Only lines holding the string "setCustomizedStateProperty" are wanted; copy each one from the material.

Provided material ->
* * *
PR #1187, opened 2020-07-29
Add latency metric support for customized view aggregation

### LINKED ISSUE #1214: Add latency metric support for customized view aggregation
As customized view aggregation is a new feature added to Helix controller, it is hard to predict its impact to the performance of our controller, and the performance of this pipeline is hard to estimate.
We need to support for latency metric reporting between the time when user updates customized state for a partition using CustomizedStateProvider, and the time this change shows up in aggregated customized view and written to zk. With that, we can 1. compare this latency with other pipeline latencies, so we know if this newly added feature saturate our controller or not 2. get an understanding of the pipeline performance 3. we can better monitor this feature and diagnose any problems in the future

mgao0:
### Issues

Fixes #1214

### Description

This PR adds support for latency metric reporting between the time when user updates customized state for a partition using CustomizedStateProvider, and the time this change shows up in aggregated customized view and written to zk. With that, we can 1. compare this latency with other pipeline latencies, so we know if this newly added feature saturate our controller or not 2. get an understanding of the pipeline performance 3. better monitor this feature and diagnose any problems in the future

Added: 
1. TestCustomizedViewMonitor
2. TestCustomizedViewStage -> testLatencyMetricReporting

Modified:
1. TestCustomizedStateUpdate
2. TestCustomizedViewAggregation

[INFO]
[INFO] Results:
[INFO]
[WARNING] Tests run: 1168, Failures: 0, Errors: 0, Skipped: 1
[INFO]
[INFO] BUILD SUCCESS
[INFO] Total time:  01:13 h
[INFO] Finished at: 2020-08-13T19:47:48-07:00

### Commits

### Code Quality

### DIFF
--- a/helix-core/src/main/java/org/apache/helix/controller/dataproviders/ResourceControllerDataProvider.java
+++ b/helix-core/src/main/java/org/apache/helix/controller/dataproviders/ResourceControllerDataProvider.java
@@ -27,7 +27,6 @@ import java.util.List;
 import java.util.Map;
 import java.util.Set;
 import java.util.concurrent.ConcurrentHashMap;
-import javax.management.JMException;
 
 import org.apache.helix.HelixConstants;
 import org.apache.helix.HelixDataAccessor;
@@ -38,7 +37,6 @@ import org.apache.helix.common.caches.CustomizedViewCache;
 import org.apache.helix.common.caches.PropertyCache;
 import org.apache.helix.controller.LogUtil;
 import org.apache.helix.controller.pipeline.Pipeline;
-import org.apache.helix.controller.stages.ClusterEvent;
 import org.apache.helix.controller.stages.MissingTopStateRecord;
 import org.apache.helix.model.CustomizedState;
 import org.apache.helix.model.CustomizedStateConfig;
@@ -46,7 +44,6 @@ import org.apache.helix.model.CustomizedView;
 import org.apache.helix.model.ExternalView;
 import org.apache.helix.model.IdealState;
 import org.apache.helix.model.ResourceAssignment;
-import org.apache.helix.monitoring.mbeans.CustomizedViewMonitor;
 import org.apache.helix.zookeeper.datamodel.ZNRecord;
 import org.slf4j.Logger;
 import org.slf4j.LoggerFactory;
@@ -82,7 +79,6 @@ public class ResourceControllerDataProvider extends BaseControllerDataProvider {
   // Maintain a set of all ChangeTypes for change detection
   private Set<HelixConstants.ChangeType> _refreshedChangeTypes;
   private Set<String> _aggregationEnabledTypes = new HashSet<>();
-  private Map<String, CustomizedViewMonitor> _customizedViewMonitors = new HashMap<>();
 
   // CrushEd strategy needs to have a stable partition list input. So this cached list persist the
   // previous seen partition lists. If the members in a list are not modified, the old list will be
@@ -441,17 +437,6 @@ public class ResourceControllerDataProvider extends BaseControllerDataProvider {
   public void clearMonitoringRecords() {
     _missingTopStateMap.clear();
     _lastTopStateLocationMap.clear();
-  }
-
-  public synchronized CustomizedViewMonitor getOrCreateCustomizedViewMonitor(ClusterEvent event)
-      throws JMException {
-    String clusterName = event.getClusterName();
-    if (_customizedViewMonitors.get(clusterName) == null) {
-      CustomizedViewMonitor monitor = new CustomizedViewMonitor(clusterName);
-      _customizedViewMonitors.put(clusterName, monitor);
-      monitor.register();
-    }
-    return _customizedViewMonitors.get(clusterName);
   }
 
   /**
--- a/helix-core/src/main/java/org/apache/helix/controller/dataproviders/ResourceControllerDataProvider.java
+++ b/helix-core/src/main/java/org/apache/helix/controller/dataproviders/ResourceControllerDataProvider.java
@@ -27,6 +27,7 @@ import java.util.List;
 import java.util.Map;
 import java.util.Set;
 import java.util.concurrent.ConcurrentHashMap;
+import javax.management.JMException;
 
 import org.apache.helix.HelixConstants;
 import org.apache.helix.HelixDataAccessor;
@@ -37,6 +38,7 @@ import org.apache.helix.common.caches.CustomizedViewCache;
 import org.apache.helix.common.caches.PropertyCache;
 import org.apache.helix.controller.LogUtil;
 import org.apache.helix.controller.pipeline.Pipeline;
+import org.apache.helix.controller.stages.ClusterEvent;
 import org.apache.helix.controller.stages.MissingTopStateRecord;
 import org.apache.helix.model.CustomizedState;
 import org.apache.helix.model.CustomizedStateConfig;
@@ -44,6 +46,7 @@ import org.apache.helix.model.CustomizedView;
 import org.apache.helix.model.ExternalView;
 import org.apache.helix.model.IdealState;
 import org.apache.helix.model.ResourceAssignment;
+import org.apache.helix.monitoring.mbeans.CustomizedViewMonitor;
 import org.apache.helix.zookeeper.datamodel.ZNRecord;
 import org.slf4j.Logger;
 import org.slf4j.LoggerFactory;
@@ -79,6 +82,7 @@ public class ResourceControllerDataProvider extends BaseControllerDataProvider {
   // Maintain a set of all ChangeTypes for change detection
   private Set<HelixConstants.ChangeType> _refreshedChangeTypes;
   private Set<String> _aggregationEnabledTypes = new HashSet<>();
+  private Map<String, CustomizedViewMonitor> _customizedViewMonitors = new HashMap<>();
 
   // CrushEd strategy needs to have a stable partition list input. So this cached list persist the
   // previous seen partition lists. If the members in a list are not modified, the old list will be
@@ -437,6 +441,17 @@ public class ResourceControllerDataProvider extends BaseControllerDataProvider {
   public void clearMonitoringRecords() {
     _missingTopStateMap.clear();
     _lastTopStateLocationMap.clear();
+  }
+
+  public synchronized CustomizedViewMonitor getOrCreateCustomizedViewMonitor(ClusterEvent event)
+      throws JMException {
+    String clusterName = event.getClusterName();
+    if (_customizedViewMonitors.get(clusterName) == null) {
+      CustomizedViewMonitor monitor = new CustomizedViewMonitor(clusterName);
+      _customizedViewMonitors.put(clusterName, monitor);
+      monitor.register();
+    }
+    return _customizedViewMonitors.get(clusterName);
   }
 
   /**
--- a/helix-core/src/main/java/org/apache/helix/controller/stages/CustomizedStateComputationStage.java
+++ b/helix-core/src/main/java/org/apache/helix/controller/stages/CustomizedStateComputationStage.java
@@ -86,6 +86,9 @@ public class CustomizedStateComputationStage extends AbstractBaseStage {
           customizedStateOutput
               .setCustomizedState(customizedStateType, resourceName, partition, instanceName,
                   customizedState.getState(partitionName));
+          customizedStateOutput
+              .setStartTime(customizedStateType, resourceName, partition, instanceName,
+                  String.valueOf(customizedState.getStartTime(partitionName)));
         }
       }
     }
--- a/helix-core/src/main/java/org/apache/helix/controller/stages/CustomizedStateComputationStage.java
+++ b/helix-core/src/main/java/org/apache/helix/controller/stages/CustomizedStateComputationStage.java
@@ -32,7 +32,6 @@ import org.apache.helix.model.Resource;
 import org.slf4j.Logger;
 import org.slf4j.LoggerFactory;
 
-
 public class CustomizedStateComputationStage extends AbstractBaseStage {
   private static Logger LOG = LoggerFactory.getLogger(CustomizedStateComputationStage.class);
 
@@ -85,10 +84,8 @@ public class CustomizedStateComputationStage extends AbstractBaseStage {
         if (partition != null) {
           customizedStateOutput
               .setCustomizedState(customizedStateType, resourceName, partition, instanceName,
-                  customizedState.getState(partitionName));
-          customizedStateOutput
-              .setStartTime(customizedStateType, resourceName, partition, instanceName,
-                  String.valueOf(customizedState.getStartTime(partitionName)));
+                  customizedState.getState(partitionName),
+                  customizedState.getStartTime(partitionName));
         }
       }
     }
--- a/helix-core/src/main/java/org/apache/helix/controller/stages/CustomizedStateOutput.java
+++ b/helix-core/src/main/java/org/apache/helix/controller/stages/CustomizedStateOutput.java
@@ -24,32 +24,63 @@ import java.util.HashMap;
 import java.util.Map;
 import java.util.Set;
 
+import org.apache.helix.model.CustomizedState;
 import org.apache.helix.model.Partition;
+import org.slf4j.Logger;
+import org.slf4j.LoggerFactory;
 
 
 public class CustomizedStateOutput {
+  private static Logger LOG = LoggerFactory.getLogger(CustomizedStateOutput.class);
+
   // stateType -> (resourceName -> (Partition -> (instanceName -> customizedState)))
   private final Map<String, Map<String, Map<Partition, Map<String, String>>>> _customizedStateMap;
+  // stateType -> (resourceName -> (Partition -> (instanceName -> startTime)))
+  private final Map<String, Map<String, Map<Partition, Map<String, String>>>> _startTimeMap;
 
   public CustomizedStateOutput() {
     _customizedStateMap = new HashMap<>();
+    _startTimeMap = new HashMap<>();
   }
 
   public void setCustomizedState(String stateType, String resourceName, Partition partition,
       String instanceName, String state) {
-    if (!_customizedStateMap.containsKey(stateType)) {
-      _customizedStateMap
-          .put(stateType, new HashMap<String, Map<Partition, Map<String, String>>>());
+    setCustomizedStateProperty(CustomizedState.CustomizedStateProperty.CURRENT_STATE, stateType,
+        resourceName, partition, instanceName, state);
+  }
+
+  public void setStartTime(String stateType, String resourceName, Partition partition,
+      String instanceName, String state) {
+    setCustomizedStateProperty(CustomizedState.CustomizedStateProperty.START_TIME, stateType,
+        resourceName, partition, instanceName, state);
+  }
+
+  private void setCustomizedStateProperty(CustomizedState.CustomizedStateProperty propertyName,
+      String stateType, String resourceName, Partition partition, String instanceName,
+      String state) {
+    Map<String, Map<String, Map<Partition, Map<String, String>>>> mapToUpdate;
+    switch (propertyName) {
+      case CURRENT_STATE:
+        mapToUpdate = _customizedStateMap;
+        break;
+      case START_TIME:
+        mapToUpdate = _startTimeMap;
+        break;
+      default:
+        LOG.error(
+            "The customized state property is not supported, could not update customized state output.");
+        return;
     }
-    if (!_customizedStateMap.get(stateType).containsKey(resourceName)) {
-      _customizedStateMap.get(stateType)
-          .put(resourceName, new HashMap<Partition, Map<String, String>>());
+    if (!mapToUpdate.containsKey(stateType)) {
+      mapToUpdate.put(stateType, new HashMap<String, Map<Partition, Map<String, String>>>());
     }
-    if (!_customizedStateMap.get(stateType).get(resourceName).containsKey(partition)) {
-      _customizedStateMap.get(stateType).get(resourceName)
-          .put(partition, new HashMap<String, String>());
+    if (!mapToUpdate.get(stateType).containsKey(resourceName)) {
+      mapToUpdate.get(stateType).put(resourceName, new HashMap<Partition, Map<String, String>>());
     }
-    _customizedStateMap.get(stateType).get(resourceName).get(partition).put(instanceName, state);
+    if (!mapToUpdate.get(stateType).get(resourceName).containsKey(partition)) {
+      mapToUpdate.get(stateType).get(resourceName).put(partition, new HashMap<String, String>());
+    }
+    mapToUpdate.get(stateType).get(resourceName).get(partition).put(instanceName, state);
   }
 
   /**
@@ -59,8 +90,32 @@ public class CustomizedStateOutput {
    * @return
    */
   public Map<String, Map<Partition, Map<String, String>>> getCustomizedStateMap(String stateType) {
-    if (_customizedStateMap.containsKey(stateType)) {
-      return Collections.unmodifiableMap(_customizedStateMap.get(stateType));
+    return getCustomizedStateProperty(CustomizedState.CustomizedStateProperty.CURRENT_STATE,
+        stateType);
+  }
+
+  public Map<String, Map<Partition, Map<String, String>>> getStartTimeMap(String stateType) {
+    return getCustomizedStateProperty(CustomizedState.CustomizedStateProperty.START_TIME,
+        stateType);
+  }
+
+  private Map<String, Map<Partition, Map<String, String>>> getCustomizedStateProperty(
+      CustomizedState.CustomizedStateProperty propertyName, String stateType) {
+    Map<String, Map<String, Map<Partition, Map<String, String>>>> readFromMap;
+    switch (propertyName) {
+      case CURRENT_STATE:
+        readFromMap = _customizedStateMap;
+        break;
+      case START_TIME:
+        readFromMap = _startTimeMap;
+        break;
+      default:
+        LOG.error(
+            "The customized state property is not supported, could not read from customized state output.");
+        return Collections.emptyMap();
+    }
+    if (readFromMap.containsKey(stateType)) {
+      return Collections.unmodifiableMap(readFromMap.get(stateType));
     }
     return Collections.emptyMap();
   }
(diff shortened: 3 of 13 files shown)


helix-core/src/main/java/org/apache/helix/controller/stages/CustomizedStateOutput.java
```diff
@@ -24,32 +24,63 @@
...
+    Map<String, Map<String, Map<Partition, Map<String, String>>>> mapToUpdate;
+    switch (propertyName) {
+      case CURRENT_STATE:
+        mapToUpdate = _customizedStateMap;
+        break;
+      case START_TIME:
+        mapToUpdate = _startTimeMap;
+        break;
+      default:
+        LOG.error(
```
pkuwm, line 70: Often, the only use for the ERROR level within a certain application is when a valuable business use case cannot be completed due to technical issues or a bug. 
I'd prefer not to use this logging level too generously because that would add too much noise to the logs and reduce the significance of a single ERROR event.

The WARN level should be used when something bad happened, but the application still has the chance to heal itself or the issue can wait a day or two to be fixed.

helix-core/src/main/java/org/apache/helix/controller/stages/CustomizedStateOutput.java
```diff
@@ -24,32 +24,63 @@
...
+      mapToUpdate.get(stateType).put(resourceName, new HashMap<Partition, Map<String, String>>());
     }
-    if (!_customizedStateMap.get(stateType).get(resourceName).containsKey(partition)) {
-      _customizedStateMap.get(stateType).get(resourceName)
-          .put(partition, new HashMap<String, String>());
+    if (!mapToUpdate.get(stateType).get(resourceName).containsKey(partition)) {
+      mapToUpdate.get(stateType).get(resourceName).put(partition, new HashMap<String, String>());
     }
-    _customizedStateMap.get(stateType).get(resourceName).get(partition).put(instanceName, state);
+    mapToUpdate.get(stateType).get(resourceName).get(partition).put(instanceName, state);
```
pkuwm, line 83: We could make it simpler and cleaner by adopting `computeIfAbsent`:
```
mapToUpdate.computeIfAbsent(stateType, k -> new HashMap<>())
  .computeIfAbsent(resourceName, k -> new HashMap<>())
  .computeIfAbsent(partition, k -> new HashMap<>())
  .put(instanceName, state);
```

helix-core/src/main/java/org/apache/helix/controller/stages/CustomizedViewAggregationStage.java
```diff
@@ -152,6 +161,31 @@ private void computeCustomizedStateView(final Resource resource, final String st
...
+  private void asyncReportLatency(ExecutorService threadPool, CustomizedViewMonitor monitor,
+      List<CustomizedView> updatedCustomizedViews, Map<String, CustomizedView> curCustomizedViews,
+      Map<String, Map<Partition, Map<String, String>>> updatedStartTimestamps,
+      boolean[] updateSuccess, long curTime) {
+    AbstractBaseStage.asyncExecute(threadPool, () -> {
+      try {
+        monitor.reportLatency(updatedCustomizedViews, curCustomizedViews, updatedStartTimestamps,
+            updateSuccess, curTime);
+      } catch (Exception e) {
+        LOG.error("Failed to report UpdateToAggregationLatency metric.", e);
```
pkuwm, line 186: I suggest `warn` level.

helix-core/src/main/java/org/apache/helix/monitoring/mbeans/CustomizedViewMonitor.java
```diff
@@ -0,0 +1,190 @@
...
+import com.google.common.collect.Maps;
+import org.apache.helix.model.CustomizedView;
+import org.apache.helix.model.Partition;
+import org.apache.helix.monitoring.mbeans.dynamicMBeans.DynamicMBeanProvider;
+import org.apache.helix.monitoring.mbeans.dynamicMBeans.DynamicMetric;
+import org.apache.helix.monitoring.mbeans.dynamicMBeans.HistogramDynamicMetric;
+import org.slf4j.Logger;
+import org.slf4j.LoggerFactory;
+import org.testng.collections.Lists;
+
```
pkuwm, line 24: The latest helix-style doesn't format two empty lines. Maybe good to update helix-style in your IntelliJ.

helix-core/src/main/java/org/apache/helix/monitoring/mbeans/CustomizedViewMonitor.java
```diff
@@ -0,0 +1,190 @@
...
+
+public class CustomizedViewMonitor extends DynamicMBeanProvider {
+  private static Logger LOG = LoggerFactory.getLogger(CustomizedViewMonitor.class);
```
pkuwm, line 27: `static final`

helix-core/src/main/java/org/apache/helix/monitoring/mbeans/CustomizedViewMonitor.java
```diff
@@ -0,0 +1,190 @@
+package org.apache.helix.monitoring.mbeans;
+
```
pkuwm, line 2: Apache License?

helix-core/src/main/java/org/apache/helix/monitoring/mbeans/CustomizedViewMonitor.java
* * *
Response to this exercise ->
+    setCustomizedStateProperty(CustomizedState.CustomizedStateProperty.CURRENT_STATE, stateType,
+    setCustomizedStateProperty(CustomizedState.CustomizedStateProperty.START_TIME, stateType,
+  private void setCustomizedStateProperty(CustomizedState.CustomizedStateProperty propertyName,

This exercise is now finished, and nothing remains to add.